Atmospheric characterization studies supporting the development of a long-range CO2 laser-based DIAL system

The Air Force Phillips Laboratory is testing the feasibility of developing a long-path, CO2 laser-based DIAL system for remote sensing applications from an airborne platform. The validity of DIAL system performance simulations for long slant-range paths is being established by means of well-characterized field experiments in which the contributions of atmospheric transmission and atmospheric-turbulence-induced beam spreading and scintillation are being independently measured concurrently with DIAL system radiometric performance. Initial measurements were performed with both diffuse and specular targets using a 3.2 km path located at the Phillips Laboratory Starfire Optical Range. Measurements reported herein were performed using a slant-range path of 21.3 km originating at the Phillips Laboratory AMOS facility on Maui, Hawaii. The latter location offers a slant-range propagation path from 3.04 km above sea level (ASL) to near sea level. The DIAL system under test utilized a 4-joule class laser coupled to 61 cm aperture beam director telescope. Measurements were performed with the laser operating on the C13 isotope in order to increase the atmospheric transmission with respect to a laser operating at C12O216 wavelengths. Concurrent atmospheric optical characterization measurements were performed with an infrared scintillometer operating over the same path and at the same wavelength as the DIAL system. Results of atmospheric propagation characterization measurements are described in this paper and results of DIAL system performance and comparisons to simulations are described in accompanying papers.

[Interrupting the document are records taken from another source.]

PR #196, opened 2020-12-22
Add manage_namespace_distributions permissions.

ipanova:
[noissue]


pulp_container/app/access_policy.py
```diff
@@ -19,12 +20,12 @@ def has_add_namespace_perms(self, request, view, action):
             return request.user.has_perm("container.add_containernamespace")
         else:
             return request.user.has_perm(
-                "container.view_containernamespace"
-            ) or request.user.has_perm("container.view_containernamespace", namespace)
+                "container.manage_namespace_distributions"
+            ) or request.user.has_perm("container.manage_namespace_distributions", namespace)
 
     def has_view_namespace_perms(self, request, view, action):
```
ipanova, line 26: @lubosmj is there any benefir of keeping this check for perm?

lubosmj: @ipanova, I think we can get rid of that method.

Regarding the method `has_manage_namespace_distributions_perms()`, what do you think about providing an additional parameter `permission` that will be passed to `has_perm()`, like so: `request.user.has_perm(permission, namespace)`? When a user wants just to view a namespace, he or she does not need to have the `manage_namespace_distribution` permission, but only `view_containernamespace`.

pulp_container/app/access_policy.py
```diff
@@ -8,9 +8,10 @@ class DistributionAccessPolicyFromDB(AccessPolicyFromDB):
...
     """
 
-    def has_add_namespace_perms(self, request, view, action):
+    def has_manage_namespace_distributions_perms(self, request, view, action):
         """
-        Check whether a user can create a namespace or can read the namespace if it already exists.
+        Check whether a user can create a namespace or it can manage distributions
+        for existing namespace.
         """
         namespace = request.data["base_path"].split("/")[0]
```
lubosmj, line 16: The tests are failing because when you issue a request to retrieve a single distribution, you do not provide `base_path`. Maybe, it would be great if we could differentiate between the object creation and retrieval. Otherwise, just check whether `base_path` was provided and if not, use `view.get_object().namespace`.

pulp_container/app/access_policy.py
ipanova: I have left this method to decouple calls that require object-level perms on the namespace to perform update/patch/delete on existing distribution and model/object-level perms on the namespace when creating a new distribution.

Long-path CO2 lidar measurements

The Air Force Phillips Laboratory is conducting a series of measurements at the Air Force Maui Optical Station (AMOS) facility on Maui, Hawaii, to determine system requirements for an airborne long path CO2 DIAL system. The lidar incorporates a cavity-matched 3-J laser with the 60 cm diameter AMOS laser beam director telescope. The beam propagation path is approximately 21 km, originating at the AMOS facility on Haleakala at an altitude of 3 km ASL, and terminating at a target site near sea level. Both heterodyne and direct detection techniques are being compared with respect to radiometric performance and signal statistics. Radiometric models including system optical characteristics, beam propagation considerations, target reflectivity characteristics, and atmospheric effects have been developed and validated experimentally. Predictions and results are presented, compared, and discussed.